The Incoming Surveillance Of Bitcoin
In many ways, the internet, which was originally seen as a tool of expression has also come with the vulnerability of being a perfect outlet for surveillance. Our online, mobile, and electronic communications are under constant surveillance from institutions with vested interest in collecting an assortment of important political, personal, and economic data.
The bitcoin blockchain houses a vast amount of economic data waiting to be collected, temporarily hidden behind a veil of cybersecrecy. The possibility of tracking spending patterns could lead to gathering data on the users of the bitcoin network. Could it be that technologies of digital money, which initially present themselves as a bastion of individual freedom, will be subverted by institutions of power into a twisted form of panopticon?
Privacy: Non-negotiable Or Fleeting Anomaly?
Although the bitcoin public ledger of transactions carries with it the potential to be used anonymously, it is trivial to destroy the anonymity of a wallet into a fully translucent view of a users’ financial life. Even the most savvy hackers of the bitcoin space, when inclined to “cash out” at scale, have been shown to use services which invalidate this anonymity.
The difference in anonymous transactions and fully transparent is where your real-world identity is not linked to the wallet address. If it is linked, any transaction can be followed through the blockchain and spending habits can be monitored, a most opportunistic scenario for surveillance purposes. Much the same as the pre-DNS era of the internet, bitcoin’s use is not currently attached directly to the end user. A bitcoin address is hardly an identifying article of metadata. Yet, in due time, it is quite likely that users will succumb to the whim of convenience at the cost of personal privacy.
A 2012 report from the FBI shows the dominant method in which law enforcement is currently attempting to identify and track the movement of money: exchanges and money transmitter services. “The FBI assesses with medium confidence that law enforcement can identify, or discover more information about malicious actors if the actors convert their bitcoins into fiat currency” the report reads and further concludes that the main incentive for criminals to use bitcoin is that “law enforcement faces difﬁculties detecting suspicious activity, identifying users and obtaining transaction records”.

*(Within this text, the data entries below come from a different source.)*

PR #2723, opened 2020-08-12
MSC2723: Forwarded message metadata

hummlbach:
Signed-off-by: Johannes Renkl <hummlbach@posteo.de>

A proposal to properly support marking forwards as what they are.

Thx to @Sorunome and @krille for getting things straight.

PR #2437, opened 2020-02-18
MSC2437: Store tagged events in Room Account Data

giomfo:
[Rendered](https://github.com/matrix-org/matrix-doc/blob/giomfo/tagged_events/proposals/2437-tagged-events-account-data.md)

PR #1767, opened 2019-01-01
MSC1767: Extensible event types & fallback in Matrix (v2)

ara4n:
[Rendered](https://github.com/matrix-org/matrix-doc/blob/matthew/msc1767/proposals/1767-extensible-events.md).

Obsoletes matrix-org/matrix-spec-proposals#1225

Shepherd: @turt2live 

----

Implementations:
* SDK: https://github.com/matrix-org/matrix-events-sdk
  * Current version of this MSC in the SDK: https://github.com/matrix-org/matrix-events-sdk/pull/22
  * Usage in Element Web (current version of this MSC): [React](https://github.com/matrix-org/matrix-react-sdk/pull/9915), [JS](https://github.com/matrix-org/matrix-js-sdk/pull/3067)
  * Usage in Element Web (v1 of this MSC): [React](https://github.com/matrix-org/matrix-react-sdk/pull/7462), [JS](https://github.com/matrix-org/matrix-js-sdk/pull/2091)
  
Proven by other MSC implementations as well (may be an older version of this MSC, but still compatible on a technical level):
* Polls: https://github.com/matrix-org/matrix-doc/pull/3381
* Voice Messages: https://github.com/matrix-org/matrix-doc/pull/3245
* Static Location Sharing: https://github.com/matrix-org/matrix-doc/pull/3488

Early conceptual work for extensible events usage:
* matrix-art: https://github.com/MTRNord/matrix-art/blob/154c3af36b7db5502fec26ad380079c712de0756/helpers/event_types.ts

Articles:
* https://www.artificialworlds.net/blog/2022/03/08/comparison-of-matrix-events-before-and-after-extensible-events/

----

[FCP tickyboxes](https://github.com/matrix-org/matrix-spec-proposals/pull/1767#issuecomment-1382598157)

PR #4482, opened 2026-05-23
MSC4482: Ability to bookmark messages

Gernomaly:
[rendered](https://github.com/Gernomaly/matrix-spec-proposals/blob/fcbfd5e2de81fa209057039493dff5c2b9a3a5df/proposals/4482-ability-to-bookmark-messages.md)

### DIFF
--- a/proposals/4482-ability-to-bookmark-messages.md
+++ b/proposals/4482-ability-to-bookmark-messages.md
@@ -22,7 +22,7 @@ This kind of room SHOULD only hold some `m.bookmark` events defined below.
 
 This MSC introduces a new kind of event which is a timeline event that uses extensible events blocks.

And a sizable portion of bitcoin activity is seen to be coming from these identifiable sources:
A further study on the anonymity potential of the bitcoin network conducted by the University of California uses a form of pattern analysis on the bitcoin network known as a “peeling chain”. This type of analysis, which is already widely employed by the banking industry, analyzes the flow of money between change addresses to determine common transactions. In this study, the researchers were able to reliably link many Mt. Gox addresses to Silk Road wallets. Upon receiving a subpoena, these exchanges would then be required to provide information on accounts to law enforcement agency and by extension, reveal the identity of Silk Road users. Specifically, the report reads:
“We are able to track ﬂows of money by following these change links systematically: at each hop, we look at the two output addresses in the transaction. If one of these outputs is a change address, we can follow the chain to the next hop by following the change address, and can identify the meaningful recipient in the transaction as the other output address (the “peel”).”
– Meiklejohn, et al., University of California, A Fistful of Bitcoins: Characterizing Payments Among Men with No Names
Bitcoin: A Threat Or Opportunity For Government?
Amateur nation states today disallow online communications and attempt to limit the use of bitcoin. The superpowers however, use these technologies entirely differently. Instead of something to be viewed of as a threat, superpower governments use these technologies as a kind of law enforcement tool. The bitcoin network may provide the ability to evade jurisdictional controls in many areas of money management, but superpower governments will use these technologies to further their own ability to exert their laws on citizens. Professionals use the internet, and will use the blockchain, to identify criminal activity.
If bitcoin is adopted by a more mainstream audience, and if not used in conjunction with some third party service, people’s spending habits will be as hidden as their social media activity or browsing history is today. The idea remains that the concept of the blockchain ledger itself is neither good nor evil for privacy, but the actions the user takes to preserve anonymity and withhold sensitive data will determine the utility they receive while using it.
The use of digital money leaves extensive public records and bitcoin is no different. In time, we may see bitcoin become the most transparent form of money the world has ever seen.